Partnership taxation: proposals to clarify tax treatment
To provide more clarity over aspects of the taxation of partnerships, a number of measures have been proposed, affecting:
- partners in nominee or bare trust arrangements
- partnerships with partnerships as partners
- investment partnerships
- partnerships that are partners in another partnership.
- off-payroll working reform
- the government will consult in 2018 on tackling non-compliance with the intermediaries' legislation (commonly known as IR35) in the private sector.
The purpose of the legislation is to ensure individuals who effectively work as employees, but structure their work through a company, are taxed as employees.
The consultation will explore the possibility of extending the recent public sector reforms to the private sector.
The government will not extend disincorporation relief beyond the current 31 March 2018 expiry date.
Employer-provided electricity at workplace charging points for electric and hybrid cars owned by employees will be exempt from being taxed as a benefit in kind from April 2018.
From 6 April 2018, the government will allow employees on maternity and parental leave to take a pause of up to 12 months from saving into their save-as-you-earn employee share scheme, which is an increase from the current limit of 6 months.
With effect from April 2019, employers will no longer be required to check receipts when making payments to employees for subsistence using benchmark scale rates.
Employers will still be required to ensure employees are undertaking qualifying business travel.
Major reforms were announced to business rates worth approximately £9bn by the end of this parliament. There are a number of measures, which include:
- bringing forward the planned switch in indexation from RPI to CPI to 1 April 2018
- continuing the £1,000 business rate discount for public houses with a rateable value of up to £100,000, subject to state aid limits for businesses with multiple properties, for 1 year from 1 April 2018
- legislating retrospectively to address the so-called ‘staircase tax' to enable affected businesses to ask the Valuation Office Agency to recalculate valuations so bills are based on previous practice backdated to April 2010
- moving to revaluations every 3 years following the next revaluation, which is currently due in 2022.
Withholding tax: royalties
From April 2019, withholding tax obligations will be extended to royalty payments, and payments of certain other rights, made to low or no tax jurisdictions in connection with sales to UK customers.

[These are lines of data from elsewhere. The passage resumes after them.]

PR #4329, opened 2023-12-05
Add WebLoop.close method

hoodmane:
Which is a no-op, so we don't crash if people try to close the loop.


ryanking13 (approved):
Make sense. Thanks!

PR #4332, opened 2023-12-06
added requests and (direct from git) urllib3

joemarshall:
urllib3 in git now builds and tests with pyodide support. This means requests also should work on pyodide (and does at least for the very basic test case used for requests in urllib3 tests).

Maybe worth waiting until an actual urllib3 release before merging this PR, but I thought people might be interested in seeing this, as it makes tons of network stuff function nicely without any `pyodide-http` style monkey patching.


joemarshall:
Update - I put an absolutely basic sanity test that both packages function into pyodide. There is extensive testing in urllib3 CI, so I'm hoping that this is sufficient this end to essentially just check that any updates to pyodide haven't broken urllib3.

hoodmane:
Sorry for being slow to review @joemarshall I'll try to look at this later today.

ryanking13:
Thank you so much for working in this @joemarshall! This is a really important feature and one that many people have been asking for.

Question: I guess there are features of urllib3 or requests that are not supported due to the limitations of the Web API. Is this mentioned in the documentation of urllib3 or requests? If so, we'll need to [mention that in our FAQ](https://pyodide.org/en/stable/usage/faq.html#how-can-i-load-external-files-in-pyodide).

hoodmane (approved):
Thanks @joemarshall! Tests look good enough for now, we can add more if people report problems. As @ryanking13 suggested, maybe we should add a remark in the wasm limitations section of the docs. We can be a bit vague for now e.g., "some features of synchronous requests libraries may not work as expected". Also, if they rely on sync XHR, it's worth mentioning that some JS runtimes don't have XHR so they'll need a polyfill for sync XHR or they can't work.

rth:
Exciting to see that the upstream patch to urllib3 was merged. So for people who currently use pyodide-http, will that continue to work, if they keep their code unchanged after this update? I guess it should, as patches where done in requests there, right?

rth:
Also sorry I'm arriving a bit late to ask questions :), but https://github.com/urllib3/urllib3/pull/3195 would it work for binary files? Although technically not supported in sync request XHR, if I remember correctly pyodide-http did some hack around it.

joemarshall:
Yeah, the hack from pyodide http is used here which means that binary files work even on main browser thread.

The main thing that is weird is that in most cases, streaming http doesn't stream and falls back to downloading the whole thing. Oh, and you need to be aware that the browser handles all network traffic, so restrictions relating to cross origin requests etc. are all enforced, and features such as custom certificates, custom proxies etc. are ignored.

If you serve as cross origin isolated, and it has time to get the webworker running it can stream. There's details in the urllib3 documentation of how to do this, or will be once the docs pull request is merged in.

As an aside, it's annoying how slowly the webassembly JavaScript promise integration proposal is moving, to me that has so much potential for web python and webassembly - suddenly things like streaming http become trivial, and so much stuff where threading and web workers or service workers have been needed suddenly disappears. Oh and emscripten filesystem support could play nicely with synchronous c and python.

rth:
Thanks for your detailed response @joemarshall !

rth:
Aside from the documentation improvements suggested by Hood above, it looks like this is ready to be merged. 

cc @koenvo FYI. The scope of pyodide-http is likely larger from what I understood than just requests / urllib3.

ryanking13:
The PR looks good to be to. Should we include this in the next release? If we do, I think it's worth mentioning in the release note blog post (including its limitations) because people will be interested in it.

joemarshall:
@rth @ryanking13 Put that bit of docs in it and added to changelog now.

rth:
Thanks a lot @joemarshall ! Pushed a small for a conflict in the changelog. Will merge once CI passes.

PR #4351, opened 2023-12-23
DOC Replace minimal supported browser versions with tested browser versions

### LINKED ISSUE #4293: DOCS: Update minimum supported browser versions
They are pretty far out of date. See discussion in #4225.

ryanking13:
### Description

Close #4293

This PR replaces outdated minimum-supported browser versions with tested browser versions in docs.

According to Caniuse, users update their browser versions very quickly, so I think it's better to specify the version we're testing rather than mentioning a browser version that's 3-4 years old in the documentation.

### DIFF
--- a/.circleci/config.yml
+++ b/.circleci/config.yml
@@ -352,6 +352,11 @@ jobs:
             python -m pip install -r requirements.txt
             pip install -e ./pyodide-build
       - run:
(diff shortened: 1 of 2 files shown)


rth (approved):
Thanks!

This measure will apply regardless of where the payer is located.
Investment through venture capital trusts
A series of measures are announced which are intended to ensure that tax-advantaged venture capital trusts (VCTs) continue to focus on long-term investment in higher-risk companies.
These measures change certain rules on investments made by VCTs that will:
- insert a final date of 6 April 2018 in relation to the applicability of certain ‘grandfathering' provisions
- double the time VCTs have to reinvest gains from investments from 6 to 12 months
- require 30% of funds raised in an accounting period to be invested in qualifying holdings within 12 months after the end of the accounting period
- require qualifying loans to be unsecured and ensure returns on loan capital above 10% represent no more than a commercial return on the principal
- increase the proportion of VCT funds that must be held in qualifying holdings from 70% to 80%.
Venture capital schemes relevant investments
The definition of a ‘relevant investment' is amended to ensure that all investments, including all risk finance investments made before 2012, are counted towards the lifetime funding limit for companies receiving investment under tax advantaged venture capital schemes.
The limit is £12m for most companies and £20m for knowledge-intensive companies.
This measure will affect companies, social enterprises, fund managers and individuals using the enterprise investment scheme (EIS), VCTs and social investment tax relief. The changes will apply to qualifying investments made on or after 1 December 2017.